The good news is that if we flip the coin of sadness over, we find the face of joy. So the more we are able to feel our grief, the more capable we are of feeling happiness and pleasure as well. This is accompanied by incredible gratitude.
I’ll never forget a certain message from the first chapter of Stephen Jenkinson’s Die Wise. It came out of a story told by Martin Prechtel where he said, “Well, it seems to me that where you come from, everybody wakes up every day expecting to live.” Jenkinson goes on to unpack this observation in some detail:
This culture believes in expecting to live. It is our right, a positive, life-affirming way of life, unassailable, proper, natural. But the coincidence of expecting to live and depression as two enduring parts of our life here is something to be noticed. There is every possibility that waking up each day expecting to live and the widespread depression we know is here are connected, that one has some role in causing or contributing to the other. And it could just as likely be that expecting to live is not the life-affirming proposition that I have repeatedly been told that it is. Expecting to live is life affirming only if your belief about life is that it is generally self-initiated and self-directed, that we all have a more or less equal opportunity to make something of our lives, that limitation and boundary are the unnecessary but lamentable consequences of our unwillingness to go big or go home, and that dying is just one of the many lifestyle options available. Waking up every day expecting to live is how people who hold life at arm’s length do so. It is our ten-foot pole. It affirms, no matter any evidence otherwise, what we believe our lives should be if life is good, if there is a God worthy of the name superintending the story.
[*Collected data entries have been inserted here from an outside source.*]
PR #1231, opened 2023-10-03
Fix qemu binfmt image is pulled during instance startup

triarius:
The intention was always for it to be pulled when the AMI is built, and just run when then instance is started, but it turns out the garbage collector was running before the docker setup script, so the image was being pulled on every instance start.

This PR fixes this by only enabling the timers after docker has been configured and the qemu binfmt image has run.

I've also added more comments around the mechanism by which the digest of the qemu binfmt image is passed from the packer build scripts to the startup script, as it was the source of some confusion. As well as more logging in general.

Closes: #1229

### DIFF
--- a/packer/linux/conf/bin/bk-configure-docker.sh
+++ b/packer/linux/conf/bin/bk-configure-docker.sh
@@ -81,7 +81,7 @@ if ! docker run \
   --userns=host \
   --rm \
   --pull=never \
-  "tonistiigi/binfmt:${QEMU_BINFMT_TAG}" \
+  "tonistiigi/binfmt@${QEMU_BINFMT_DIGEST}" \
     --install all; then
   echo Failed to install binfmt
   docker image ls
--- a/packer/linux/conf/bin/bk-configure-docker.sh
+++ b/packer/linux/conf/bin/bk-configure-docker.sh
@@ -42,7 +42,8 @@ if ! docker run \
   --pull=never \
   --rm \
   "tonistiigi/binfmt@${QEMU_BINFMT_DIGEST}" \
-    --install all; then
+    --install all
+then
   echo Failed to install binfmt.
   echo Avaliable docker images:
   docker image ls
--- a/packer/linux/conf/bin/bk-configure-docker.sh
+++ b/packer/linux/conf/bin/bk-configure-docker.sh
@@ -78,6 +78,7 @@ docker run \
   --privileged \
   --userns=host \
   --rm \
+  --pull=never \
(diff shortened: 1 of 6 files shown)


packer/linux/scripts/install-docker.sh
```diff
@@ -47,11 +45,22 @@ sudo cp /tmp/conf/bin/docker-compose /usr/local/bin/docker-compose
...
+echo Contents of /usr/local/lib/bk-configure-docker.sh:
+cat <<'EOF' | sudo tee -a /usr/local/lib/bk-configure-docker.sh
 QEMU_BINFMT_VERSION=7.0.0-28
 QEMU_BINFMT_DIGEST=sha256:66e11bea77a5ea9d6f0fe79b57cd2b189b5d15b93a2bdb925be22949232e4e55
 QEMU_BINFMT_TAG="qemu-v${QEMU_BINFMT_VERSION}@${QEMU_BINFMT_DIGEST}"
+EOF
+# shellcheck disable=SC1091
+source /usr/local/lib/bk-configure-docker.sh
 sudo mkdir -p /usr/local/lib
-echo "QEMU_BINFMT_TAG=\"$QEMU_BINFMT_TAG\"" | sudo tee -a /usr/local/lib/bk-configure-docker.sh
```
triarius, line 55: When images are pulled with a tag and digest, docker does not seem to keep the tag. Try it with 
```
$ docker pull alpine:3.18.4@sha256:eece025e432126ce23f223450a0326fbebde39cdf496a85d8c016293fc851978
$ docker image ls
REPOSITORY                   TAG             IMAGE ID       CREATED         SIZE
alpine                       <none>          8ca4688f4f35   4 days ago      7.33MB
```

I don't think it affects `docker run` though 🤷‍♂️.

packer/linux/conf/bin/bk-configure-docker.sh
```diff
@@ -25,11 +25,30 @@ trap '[[ $? = 0 ]] && on_exit' EXIT
...
 
+echo Installing qemu binfmt for multiarch...
+if ! docker run \
+  --privileged \
+  --userns=host \
+  --pull=never \
+  --rm \
+  "tonistiigi/binfmt@${QEMU_BINFMT_DIGEST}" \
+    --install all; then
+  echo Failed to install binfmt.
```
triarius, line 46:
```suggestion
    --install all
then
  echo Failed to install binfmt.
```

moskyb (approved):
awesome work 🎉

PR #1232, opened 2023-10-08
Add a step to CI to check files have been formatted with shfmt

triarius:
To reduce loss of productivity due to debates about the formatting of shell scripts, I've added a formatting check to the CI that uses [shfmt](https://github.com/mvdan/sh#shfmt) to detect script that are not formatted in accordance with it. This complements the existing checking of lints using [shellcheck](https://github.com/koalaman/shellcheck).

The options I've supplied to `shfmt` are:
- `--indent 2` to use 2 spaces for indentation. This matches our conventions for languages other than go.
- `--binary-next-line` which allows binary operators onto the next line
```
# good
echo hello world \
  | grep hello
echo hello world | grep hello

# bad
echo hello world |
  grep hello
```
If we didn't specify this, the first good example will be formatted to be like the first bad example, which I consider to be less readable as it requires reading to the end of the first line to see what the binary operator is, and is confusing as it does not use a line continuation at all.


packer/linux/conf/bin/bk-configure-docker.sh
```diff
@@ -42,8 +42,7 @@ if ! docker run \
   --pull=never \
   --rm \
   "tonistiigi/binfmt@${QEMU_BINFMT_DIGEST}" \
-    --install all
-then
+  --install all; then
```
triarius, line 45: This is a bit unfortunate, I would prefer i the formatter did not do this, but I don't consider it important enough to be fatal to the goal of having a formatter.

Luckily, to mitigate potential confusion between the end of the conditional and start of the body of the if statement, most text editors will highlight the `then` with coloured crayon technology.

DrJosh9000 (approved):
🥬

moskyb (approved):
🥳

PR #1234, opened 2023-10-12
Bump docker-compose to v2.22.0

jkburges:
Version v2.21.0 includes a "fix for incorrect proxy variables during build" - https://github.com/docker/compose/pull/10908. Thought I may as well go for the latest at time of writing.


triarius (approved):
Thanks! LGTM

PR #1332, opened 2024-06-26
Create dependabot.yml, update some Go things

DrJosh9000:
The go.mod file is for the internal fix-perms tool, which has a very narrow focus and very few dependencies, but strictly speaking it does have dependencies that might need updating from time to time.

### DIFF
--- a/.github/dependabot.yml
+++ b/.github/dependabot.yml
@@ -1,0 +1,6 @@
+version: 2
+updates:
+  - package-ecosystem: gomod
+    directory: /
+    schedule:
+      interval: weekly
--- a/.buildkite/docker-compose.yml
+++ b/.buildkite/docker-compose.yml
@@ -2,7 +2,7 @@ version: '3'
 
 services:
   fixperms-tests:
-    image: golang:1.21
+    image: golang:1.22
     working_dir: /code
     environment:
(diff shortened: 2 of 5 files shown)


.github/dependabot.yml
```diff
@@ -0,0 +1,6 @@
+version: 2
+updates:
+  - package-ecosystem: gomod
+    directory: /
+    schedule:
+      interval: weekly
```
wolfeidau, line 6: if you add this you will only get security update PRs, rather than being spammed by every new version change.
```
    # only allow security updates for dependencies, not version updates  
    # https://docs.github.com/en/code-security/dependabot/dependabot-security-updates/configuring-dependabot-security-updates#overriding-the-default-behavior-with-a-configuration-file
    open-pull-requests-limit: 0
```

wolfeidau (changes requested):
Just a suggestion to ensure there is less noise from dependabot.

.github/dependabot.yml
DrJosh9000: I don't mind doing this, but there are only two dependencies in the go.mod file, I think we can afford to have a PR for every update?

wolfeidau (approved):
👍🏻

PR #1336, opened 2024-07-03
Fix 'Updating the Agent' page with link to guide.

wooly:
This page has been migrated into the Guide but still appears here, so I've added a breadcrumb to the new place.


DrJosh9000 (approved):
Thanks for this!

PR #1337, opened 2024-07-03
First pass at adding test-splitter to the elastic-ci linux stack.

wooly:
We're trying to make it as easy to get started with using the test splitter client as possible.

This PR adds the current release (v0.7.2) to the packer build for linux (we're not currently building a windows version).

### DIFF
--- a/packer/linux/scripts/install-buildkite-test-splitter.sh
+++ b/packer/linux/scripts/install-buildkite-test-splitter.sh
@@ -1,0 +1,15 @@
+#!/usr/bin/env bash
+set -euo pipefail
+
+case $(uname -m) in
+x86_64) ARCH=amd64 ;;
+aarch64) ARCH=arm64 ;;
+*) ARCH=unknown ;;
+esac
+
+TEST_SPLITTER_VERSION=0.7.2
+echo "Downloading test-splitter v${TEST_SPLITTER_VERSION}..."
+sudo curl -Lsf -o /usr/bin/test-splitter \
+  "https://github.com/buildkite/test-splitter/releases/download/v0.7.2/test-splitter-linux-${ARCH}"
+sudo chmod +x /usr/bin/test-splitter
+test-splitter --version
--- a/goss.yaml
+++ b/goss.yaml
@@ -139,6 +139,9 @@ command:
   make --version:
     exit-status: 0
 
+  test-splitter --version:
+    exit-status: 0
+
   wget --version:
     exit-status: 0
 
--- a/packer/linux/buildkite-ami.pkr.hcl
+++ b/packer/linux/buildkite-ami.pkr.hcl
@@ -109,6 +109,10 @@ build {
   }
 
   provisioner "shell" {
+    script = "scripts/install-buildkite-test-splitter.sh"
+  }
+
+  provisioner "shell" {
     script = "scripts/install-buildkite-utils.sh"
   }
 }


packer/linux/scripts/install-buildkite-test-splitter.sh
```diff
@@ -0,0 +1,19 @@
+#!/usr/bin/env bash
+set -euo pipefail
+
+case $(uname -m) in
+x86_64) ARCH=amd64 ;;
+aarch64) ARCH=arm64 ;;
+*) ARCH=unknown ;;
```
wooly, line 7: We don't currently have an unknown arch file being created. Can I snip this or should be we building one of those?

packer/linux/scripts/install-buildkite-test-splitter.sh
```diff
@@ -0,0 +1,19 @@
...
+esac
+
+echo "Creating test-splitter user and group..."
```
wooly, line 10: I'm curious as to whether this is required?

packer/linux/scripts/install-buildkite-test-splitter.sh
```diff
@@ -0,0 +1,19 @@
...
+sudo useradd --base-dir /var/lib --uid 2000 test-splitter
+sudo usermod -a -G docker test-splitter
+
+TEST_SPLITTER_VERSION=0.7.2
+echo "Downloading test-splitter v${TEST_SPLITTER_VERSION}..."
+sudo curl -Lsf -o /usr/bin/test-splitter \
+  "https://github.com/buildkite/test-splitter/releases/download/v0.7.2/test-splitter-linux-${ARCH}"
```
wooly, line 17: Are we happy to continue using github.com releases for this build step, or should we add a step to the test-splitter release pipeline to upload to s3 (download.buildkite.com) like the agent.

wooly (commented):
Few comments for review!

packer/linux/scripts/install-buildkite-test-splitter.sh
DrJosh9000: Very doubtful. The agent has its own user and group for privilege separation because it is a daemon (more or less) that runs arbitrary jobs. test-splitter seems like a tool that is run as needed by jobs run by the agent, so it would be acceptable to run under the same user and group as the agent.

packer/linux/scripts/install-buildkite-test-splitter.sh
DrJosh9000: If `$(uname -m)` doesn't match a case, currently the script will fail when `curl` receives a 404 Not Found. If this line is snipped then the script will fail on the same line with an undefined variable error instead. Which would you prefer to have when trawling through CloudWatch logs trying to diagnose problems?

packer/linux/scripts/install-buildkite-test-splitter.sh
DrJosh9000: I think there's a whole project in making all the various places (GitHub, S3, Buildkite Packages?) and packaging formats (raw, .zip, .deb, .rpm. ...) we provide binaries in consistent across all our projects. 

Since this only needs to work when packer builds the AMI, I think just GitHub is fine for now?

packer/linux/scripts/install-buildkite-test-splitter.sh
wooly: Turns out the buildkite-agent install wont work if the architecture is unknown also, since https://github.com/buildkite/elastic-ci-stack-for-aws/blob/main/packer/linux/scripts/install-buildkite-agent.sh#L21 this will resolve to https://download.buildkite.com/agent/stable/3.74.0/buildkite-agent-linux-unknown which doesn't exist.

packer/linux/scripts/install-buildkite-test-splitter.sh
wooly: Brill, thanks. Have snipped :+1:

DrJosh9000 (approved):
Thanks for doing this!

But if your idea of life includes wearing out early or late and dying and death, if it includes your own personal, inevitable and omnipresent dying, no matter how many good thoughts you think or how much broccoli you eat or how good a person you are, as it should, then waking up every day expecting to live is something you would do In spite of what life is like, in spite of what you know of it, not because of it.
In our “civilized” society it appears that we have invented and then become very attached to the idea that we are entitled to our lives. We walk around feeling like we deserve to wake up each day, to take each breath. This life is not a given. It can end at any time. At ANY time. In the midst of all this suffering and sadness is it possible that we might wake up each day grateful (regardless of whether we’re sick or sad or angry) for the gift of our beating heart, our senses and the living world around us?
Even though the end of the world as I knew it came with the death of each of my three babies, I keep on living. I am not living in a present that “fits” with the futures I saw in my mind’s eye two years ago… a year and three months ago… three months ago… but I’m doing my damn best to just keep accompanying the feelings in my heart and remembering that we’ve never had control, we’ve always faced incredible uncertainty. We just don’t like to admit it. Now, the exquisiteness of our lives may become more apparent to us than it ever was before. What will we do with this precious day we’ve been gifted by the Great Mystery of this place called Earth? How will we be?
*Update (4.20.20): after listening to this podcast yesterday and really viscerally experiencing the sadness that people in the U.S.A. are experiencing, I might reconsider this statement: some of us are leaning into the sadness.